Commanders and leaders
- Satake Yoshinobu Uesugi Kagekatsu: Kimura Shigenari Gotō Mototsugu

Strength
- 1,500+ reinforcements: 600+ reinforcements

Casualties and losses
- Unknown: 500–600

= Battle of Imafuku =

1600 battle

The Battle of Imafuku (今福の戦い, Imafuku no tatakai) was fought on November 26th, 1614 between the forces of Tokugawa Ieyasu and the Toyotomi clan. This battle was one of the first of the series of battles fought near Osaka over the course of two years. The village of Imafuku stood on the northeast approach to Osaka, and so Tokugawa Ieyasu sent 1,500 men under the command of Satake Yoshinobu to secure the site for a fort. They faced off against 600 men loyal to the Toyotomi "Western Army," under two generals named Iida and Masatomo Yano.

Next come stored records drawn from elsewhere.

PR #1930, opened 2024-08-23
DP-34424: Add floats clearing to headings in rich-text styles

dstorozhuk:
## Description
This commit adds clear both to all heading elements in the rich-text SCSS file to prevent floating issues with left or right floating figures. This ensures that headings are not misaligned due to preceding content.

## Related Issue / Ticket

- https://massgov.atlassian.net/browse/DP-34424
- [[Github issue]()](https://github.com/massgov/openmass/pull/2641)


packages/assets/scss/03-organisms/_rich-text.scss
```diff
@@ -73,6 +73,12 @@ $heading-indent: $gutter;
     }
   }
 
+  // clear float for all headings after left of right floating figures
+
+  h1, h2, h3, h4, h5, h6 {
+    clear: both;
```
clairesunstudio:
```suggestion
    clear: left;
```

considering the visual regression, I think we should just clear the left float and keep the right as is

packages/assets/scss/03-organisms/_rich-text.scss
```diff
@@ -73,6 +73,12 @@ $heading-indent: $gutter;
     }
   }
 
+  // clear float for all headings after left of right floating figures
```
clairesunstudio:
```suggestion
  // clear float for all headings after left floating elements
```

arthurbaghdas (approved):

After Satake routed the defenders from the village and killed Iida and Yano, reinforcements from the Western Army arrived. Kimura Shigenari and Gotō Mototsugu led a charge, incurring major casualties on the Eastern force and forcing Satake to call a withdrawal.

However, in the end, the Western forces were forced back once more after Uesugi Kagekatsu arrived with reinforcements for Satake's men. Satake then managed to finally get a hold on the village.